Reason #6: HIDDEN INSIDE HORROR ARE THE FACTS OF LIFE

Growing up is scary and painful, and violent, and your body is doing weird things and you might, to your great horror, become something beastly and terrible on the other side. (The Wolfman taught us this). Being weird can be lonely and your parents never understand you and the world is sometimes incomprehensible. (Just as Frankenstein’s monster showed us). Sex and desire is creepy and intimate in dangerous and potentially threatening ways (so sayeth Dracula).

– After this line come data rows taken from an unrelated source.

PR #1301, opened 2025-07-11
fix(session): types for SessionOptions cookie methods

BarryThePenguin:
Changes the types for the `deleteCookie`, `getCookie`, and `setCookie` methods to match their usage

### DIFF
--- a/packages/session/src/index.ts
+++ b/packages/session/src/index.ts
@@ -37,9 +37,9 @@ export interface SessionOptions<Data> extends SessionEvents<Data> {
    */
   secret?: string | EncryptionKey
 
-  deleteCookie?: typeof cookie.deleteCookie
-  getCookie?: typeof cookie.getCookie
-  setCookie?: typeof cookie.setCookie
+  deleteCookie?: (c: Context, name: string, opt?: CookieOptions) => void
+  getCookie?: (c: Context, name: string) => string | undefined
+  setCookie?: (c: Context, name: string, value: string, opt?: CookieOptions) => void
 }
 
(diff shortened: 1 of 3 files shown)


packages/session/src/index.ts
```diff
@@ -37,9 +37,9 @@ export interface SessionOptions<Data> extends SessionEvents<Data> {
    */
   secret?: string | EncryptionKey
 
-  deleteCookie?: typeof cookie.deleteCookie
-  getCookie?: typeof cookie.getCookie
-  setCookie?: typeof cookie.setCookie
+  deleteCookie?: (c: Context, name: string, opt?: CookieOptions) => void
+  getCookie?: (c: Context, name: string) => string | undefined
+  setCookie?: (c: Context, name: string, value: string, opt?: CookieOptions) => void
```
BarryThePenguin, line 42: The [`GetCookie` type from `hono`](https://github.com/honojs/hono/blob/530ab09ae10caf33903dfb677dff239df01d5ded/src/helper/cookie/index.ts#L10-L14) makes it difficult use the `getCookie` option. For example, if I want to set `prefixOptions`..

```ts
useSession({
  getCookie(c, key) {
    return getCookie(c, key, 'secure')
  },
})
```

..I see the following Typescript error..

```
Type '(c: Context<any, any, {}>, key: string) => string | undefined' is not assignable to type 'GetCookie'.
  Target signature provides too few arguments. Expected 2 or more, but got 1.
```

yusukebe (approved):
LGTM!

yusukebe:
@BarryThePenguin 

Indeed, this should be fixed. Thanks!

PR #1324, opened 2025-07-20
feat(auth-js): Support async ConfigHandler

jamestalmage:
This allows the config file to be generated async. 

Rationale / need: See (for example) the [split config](https://authjs.dev/guides/edge-compatibility#split-config) described in auth-js docs, where a database is used but not in all environments or not for all paths. Allowing an async config enables you to import the config that does / doesn't use the database based on whatever conditions you desire.

It also allows you to use things like cloudflare's [secret store](https://developers.cloudflare.com/secrets-store/integrations/workers/#call-get-on-the-binding-variable)(the api for which is exclusively async) for configuration variables.

- [x] Add tests
- [x] Run tests

### DIFF
--- a/.changeset/good-otters-press.md
+++ b/.changeset/good-otters-press.md
@@ -1,0 +1,5 @@
+---
+'@hono/auth-js': minor
+---
+
+Allow async authjs Config
--- a/packages/auth-js/src/index.test.ts
+++ b/packages/auth-js/src/index.test.ts
@@ -54,7 +54,7 @@ describe('Config', () => {
     app.use(
       '/*',
       initAuthConfig(async () => {
-        await new Promise(resolve => setTimeout(resolve, 1));
+        await new Promise((resolve) => setTimeout(resolve, 1))
         return {
           basePath: '/api/auth',
           providers: [],
--- a/packages/auth-js/src/index.test.ts
+++ b/packages/auth-js/src/index.test.ts
@@ -47,6 +47,27 @@ describe('Config', () => {
     expect(res.status).toBe(200)
   })
 
+  it('Should allow async ConfigHandler', async () => {
+    globalThis.process.env = { AUTH_SECRET: 'secret' }
+    const app = new Hono()
+
+    app.use(
+      '/*',
+      initAuthConfig(async () => {
+        await new Promise(resolve => setTimeout(resolve, 1));
+        return {
+          basePath: '/api/auth',
+          providers: [],
+        }
+      })
+    )
+
+    app.use('/api/auth/*', authHandler())
+    const req = new Request('http://localhost/api/auth/signin')
+    const res = await app.request(req)
+    expect(res.status).toBe(200)
+  })
+
   it('Should return 401 is if auth cookie is invalid or missing', async () => {
     const app = new Hono()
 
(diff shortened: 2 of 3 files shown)


yusukebe (approved):
LGTM!

yusukebe:
@jamestalmage 

That's a good improvement. Thank you!

jamestalmage:
Thanks @yusukebe - I've opened [a pull request](https://github.com/nextauthjs/next-auth/pull/13128) on auth.js that would allow secrets to be configured as other than strings... I'm thinking secret managers like [Cloudflare Secrets Store](https://developers.cloudflare.com/secrets-store/). When/if that is merged, are you open to a pull request that allows you to bind cloudflare secret stores using the same naming convention (i.e. `AUTH_<provider-id>_SECRET`)?

yusukebe:
Hi @jamestalmage 

Honestly, I'm not an actual user for this middleware, so I want to hear @divyam234's opinion, but adding the feature to change the name to look up for the auth, depending on the environment, is a good idea. I can't judge until I see your implementation, so please create a PR.

Alternatively, my other idea is to add a function for setting the auth secret value depending on a condition like this (I might be saying something out of line):

```ts
app.use(
  '/*',
  initAuthConfig({
    setAuthSecret: (c) => {
      if (c.env.MODE === 'PROD') {
        return c.env.AUTH_SECRET
      } else if (c.env.MODE === 'STAGE') {
        return c.env.AUTH_STAGE_SECRET
      }
      return c.env.AUTH_DEV_SECRET
    },
  })
)
```

jamestalmage:
Gotcha,
Looking forward to @divyam234's feedback.

Just to clarify a misunderstanding (my fault for not explaining better): The PR wouldn't be to change the names of any environment variables.

Auth.js collects a number of different environment variables (up to four per configured OAuth provider). You end up with a list like `AUTH_SECRET`, `AUTH_GITHUB_ID`, `AUTH_GITHUB_SECRET`, `AUTH_GOOGLE_SECRET`... etc. If you use the specified naming convention, you don't have to manually fetch those values from the environment and inject them into the provider (a nice feature, as it eliminates a bunch of boilerplate). However, when Auth.js finds a value, it simply assumes the value is a string, and injects it without inspecting it or processing it.

Cloudflare allows you to bind more than just strings to the environment. One of the options is [secrets](https://developers.cloudflare.com/secrets-store/). Cloudflare secrets are objects with a `secret.get()` method that returns `Promise<string>`. Without a change, using the cloudflare secret store means giving up all of the convenience offered by the Auth.js naming conventions. You have to fetch all those values and inject them manually.

My PR in the Auth.js repo separates the steps of scanning for environment variables and for injecting them into the OAuth provider objects. This would allow implementers of secret-manager plugins to scan the environment easily: They don't have to determine the configured providers, or which variable names to lookup. They just provide the logic to convert the secrets to strings. For cloudflare the check would just be

```js
forEachSecret(secret => {
   if (typeof secret === 'string') {
      return secret;
   }
   if (typeof secret?.get === 'function') {
      return secret.get()
   }
})
```

yusukebe:
@jamestalmage 

Thank you for clarifying. I can understand well. So, if [your PR](https://github.com/nextauthjs/next-auth/pull/13128) is merged, you can create a PR for this middleware, and I can review it.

Whether it’s The Hunger Games as a clear cut metaphor for the Darwinian hellscape of highschool, or learning to turn and face a scary part of ourselves, or the dangers of the past via any of the zillions of ghost stories around, horror can serve as a thinly-veiled reflection of ourselves in a way almost impossible to imagine in other forms. Horror can do this because, like sci-fi and fantasy, it has inherent within it a cloak of genre tropes that beg to be stripped off. Its treasures are never buried so deep that you can’t find them with some mild digging. It’s a gift to us made better by having to root around for it, and like all deep knowledge, we must earn its boons rather than receive them, guppy-mouthed, like babies on a bottle.

Fear is not the best thing in the world, of course, but it’s not going anywhere and we are likely forced to meet it in some capacity, great or small, each and every day. There’s no way around it. Denying this fact only provides more fertile ground for fear to take root. Worse yet, denying it robs us of our agency to meet and overcome it. The more we ignore scary things, the bigger and scarier those things become. One of the great truths from Herbert’s perpetually important Dune series is the Bene Gesserit’s Litany Against Fear:

I must not fear.
Fear is the mind-killer.
Fear is the little death that brings total obliteration.
I will face my fear.
I will permit it to pass over me and through me.
And when it is gone past I will turn to see its path.
Where the fear has gone, there will be nothing.
Only I will remain.

Greg Ruth has been working in comics since 1993 and has published work for The New York Times, DC Comics, Paradox Press, Fantagraphics Books, Caliber Comics, Dark Horse Comics and The Matrix. He has shown his paintings in New York, Houston, and Baltimore, and he also exhibited a series of murals at New York’s Grand Central Terminal in 2002.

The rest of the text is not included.